Выбрать главу

Сила, куда более мощная, чем сила тяжести, заставила меня нагнуться, и я прижалась щекой к руке, сжимавшей мою ладонь. Закрыв глаза, я позволила привлечь себя к этой широкой груди, которая по-прежнему оставалась для меня прибежищем, где я могла обрести для себя спокойствие, радость и мир. Рука, теплая, нежная и в то же время сильная, приподняла мой подбородок, и я почувствовала прикосновение бархатных губ к своим губам…

Мои фантазии меня не обманывали. В этих губах была какая-то стихийная сила, столь же непреодолимая, как та, что таилась во властном прикосновении губ моего сына к моей груди, восторг, божественный или сатанинский, который мог сделать вечное проклятие наслаждением!
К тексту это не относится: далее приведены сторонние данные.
PR #350, opened 2024-01-22
Small lint-related fixes

julienw:
Here are a few fixes for small problems I found while working on the project lately.
Commits should be fairly independent so feel free to look at them separately.

1. Remove tentative/ from the ignore lists. Indeed there's no tentative workload anymore, but working on some on local branches I find it easier that prettier and eslint are not disabled on these directories.
2. This makes tsx files checked by the eslint, as well as mirror the check with the fix configuration.
3. It's good practice to put `root: true` on the top level eslint configuration file. Reference: https://eslint.org/docs/latest/use/configure/configuration-files#cascading-and-hierarchy
4. While running eslint, I found this false positive about the next eslint plugin. It was due to a misconfiguration in the newssite-next directory, so I fixed this in the process.
5. Some file wasn't properly formatted.

### DIFF
--- a/.eslintignore
+++ b/.eslintignore
@@ -3,8 +3,6 @@
 package-lock.json
 **/.angular
 
-/resources/tentative/*
-
 /resources/todomvc/architecture-examples/*
 !/resources/todomvc/architecture-examples/angular
 !/resources/todomvc/architecture-examples/angular-complex
--- a/.eslintrc
+++ b/.eslintrc
@@ -24,6 +24,7 @@
  */
 
 {
+    "root": true,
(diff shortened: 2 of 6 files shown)


flashdesignory (approved):
Thanks for the cleanup!

julienw:
I believe just one r+ is enough for this, right?

rniwa (approved):

rniwa:
> I believe just one r+ is enough for this, right?

In theory, yes.

julienw:
2 r+ is more than enough then :) thanks for the reviews

PR #353, opened 2024-01-24
Fix navigation for Firefox

camillobruni:
Temporarily set the `#home` hash before clearing it to ensure proper visibility of the home section.

### DIFF
--- a/resources/main.mjs
+++ b/resources/main.mjs
@@ -348,10 +348,12 @@ class MainBenchmarkClient {
     }
 
     _setLocationHash(hash) {
-        if (hash === "#home" || hash === "")
+        if (hash === "#home" || hash === "") {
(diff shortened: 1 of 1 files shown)


rniwa (approved):
It's a bit funky bug ok.

bgrins:
Thanks for figuring out a workaround - we'll separately try to narrow down a reduced test case & fix whatever is happening Firefox. @julienw can you take a look at this PR?

camillobruni:
Might be worth having a look at the CSS selector again, maybe something is up with that:

```
section:target,
body:not(body:has(section:target)) #home {
    display: block;
}
```

camillobruni:
ups, this accidentally triggered recursive location updates... fix on the way.

PR #354, opened 2024-01-24
Update document title

camillobruni:
Add a `data-title` to each section to update document.title.

### DIFF
--- a/resources/main.mjs
+++ b/resources/main.mjs
@@ -358,10 +358,8 @@ class MainBenchmarkClient {
     }
 
     _updateDocumentTitle(hash) {
-        let sectionTitle = "";
         const maybeSection = document.querySelector(hash);
-        if (maybeSection)
-            sectionTitle = maybeSection.getAttribute("data-title") ?? "";
+        const sectionTitle = maybeSection?.getAttribute("data-title") ?? "";
         document.title = `Speedometer 3 ${sectionTitle}`.trimEnd();
     }
 
--- a/resources/main.mjs
+++ b/resources/main.mjs
@@ -348,15 +348,29 @@ class MainBenchmarkClient {
     }
 
     _setLocationHash(hash) {
-        if (hash === "#home" || hash === "")
+        if (hash === "#home" || hash === "") {
+            window.location.hash = hash = "#home";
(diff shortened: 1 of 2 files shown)


resources/main.mjs
```diff
@@ -348,10 +348,24 @@ class MainBenchmarkClient {
...
+
+    _updateDocumentTitle(hash) {
+        let title = "Speedometer 3";
+        const maybeSection = document.querySelector(hash);
+        if (maybeSection) {
+            const sectionTitle = maybeSection.getAttribute("data-title");
+            if (sectionTitle)
+                title += ` ${sectionTitle}`;
+        }
+        document.title = title;
```
rniwa, line 368: Can we instead just have this instead?:
document.title = `Speedometer 3 ${sectionTitle}`

rniwa (approved):

resources/main.mjs
bgrins: Not all sections have titles, and some kind of non-space delimiter is probably nice so I think the conditional is helpful. But if we wanted to golf this function down I think this would work

```
let sectionTitle = document.querySelector(hash)?.getAttribute("data-title") || "";
document.title = `Speedometer 3${sectionTitle && ` - ${sectionTitle}`}`
```

resources/main.mjs
```diff
@@ -349,11 +349,19 @@ class MainBenchmarkClient {
 
     _setLocationHash(hash) {
         if (hash === "#home" || hash === "") {
-            window.location.hash = "#home";
+            if (window.location.hash !== hash)
+                window.location.hash = hash = "#home";
```
rniwa, line 353: Did you mean to include this change here?

julienw (approved):
same comment as @rniwa but otherwise this looks good to me with the new code.

resources/main.mjs
camillobruni: used simpler code and `trimEnd`

resources/main.mjs
camillobruni: I can land that separately (fix for the navigation recursion that I accidentally landed previously)

camillobruni: ACK, created separate #357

Если бы дом не был полон народа, дело этим не кончилось бы: я наверняка нарушила бы супружескую верность. Но волей-неволей этим все и закончилось.

В первый же момент после этого поцелуя, который, казалось, длился целую вечность, мною овладело безрассудное воодушевление.

— Стиви, — прошептала я, — давай исчезнем, уедем в Южную Америку или еще лучше в Африку, в Кению. Там нужны белые поселенцы. Мы могли бы купить плантацию. Там нас ждет простор, лошади, охота. А туземцам нужна медицинская помощь. — Ведь это же означает для нас всякие приключения, подумала я, испытание наших сил и, самое главное, свободу и возможность уединиться от всего мира. — Мы изменим наши имена. Никто не будет знать, кто мы. Не будет больше ни Польши, ни России, ни князя Веславского, ни княжны Силомирской. Только мы с тобой, Питер и, конечно же, няня.

— Ты действительно готова на это? — В глазах Стиви засветился прежний мальчишеский огонек.

— Да!

Это был для нас единственный выход. Бежать, не видясь больше с Алексеем, бежать от себя самой — той, какой меня воспитали.

— Я не знал, что ты такая романтичная натура.

Стефан задумался над моим предложением. Затем, встав с канапе, он подошел к окну и чуть раздвинул шторы.

— На той стороне улицы в машине сидят двое людей — без сомнения, репортеры. Несмотря на все предосторожности, за мной следили. Нам ни за что не удалось бы незаметно улизнуть.

Он вернулся и снова сел рядом со мной.

— И потом, зачем нам ехать в Африку, чтобы поохотиться, если для нас найдутся и наши собственные польские леса? Разве ты больше не любишь Веславу, Танюса? — добавил он, видя, как у меня поникло лицо.

Боже мой, подумала я, ну почему жизнь всегда мешает любви?

— Люблю, и даже очень! Но ведь это означало бы возвращение назад, к прошлому, неужели ты не понимаешь?

Я имела в виду возвращение в сказочный мир князей и княгинь, мир пышности и великолепия, который у меня на глазах был разрушен в России и который наверняка вскоре будет разрушен и в Польше.

— Ты все еще веришь в прекрасный новый мир?

Огонек отваги и тяги к приключениям погас в его глазах. Вместо мальчишки Стиви рядом со мной сидел взрослый, готовый отвечать за свои поступки Стефан, ясно и четко представляющий себе свой долг.

— А я вот не верю. Я считаю, что нужно стараться как можно лучше устроить жизнь в нынешнем мире. Правда, среди тех поляков, что сейчас находятся у власти, есть такие, которые оглядываются на наше прошлое величие и которые не видели своими глазами, что такое будущее по-советски. Но я не из их числа. Я собираюсь идти вровень с веком и искать хорошее в том, что принесут с собой новые времена. Мне казалось, что ты идеально подходишь для того, чтобы помогать мне в этом. Представить на месте матери не тебя, а какую-то другую женщину я просто не мог. Я был не прав?

Подходила ли я для того, чтобы занять место тети Софи? Да и хотела ли я этого когда-нибудь? Я сидела, молча глядя на огонь, и в этот момент мне вспомнились слова, перед смертью сказанные бабушкой: «Быть княжной теперь будет ни к чему. А вот быть врачом будет просто замечательно».

— Я был не прав, Таня? — повторил Стефан, поворачивая к себе мою голову.

Я снова безвольно обмякла. Однако, прежде чем еще один поцелуй успел лишить меня остатков благоразумия и сопротивления, распахнулась дверь из прихожей и в библиотеку вошла няня, а из детской донесся гневный крик моего сына.

— Голубушка княжна, хорошенькое дело! — принялась браниться няня. — Твой сын там вовсю заходится от плача, так он проголодался, а ты, позволь тебя спросить, чем тут занимаешься?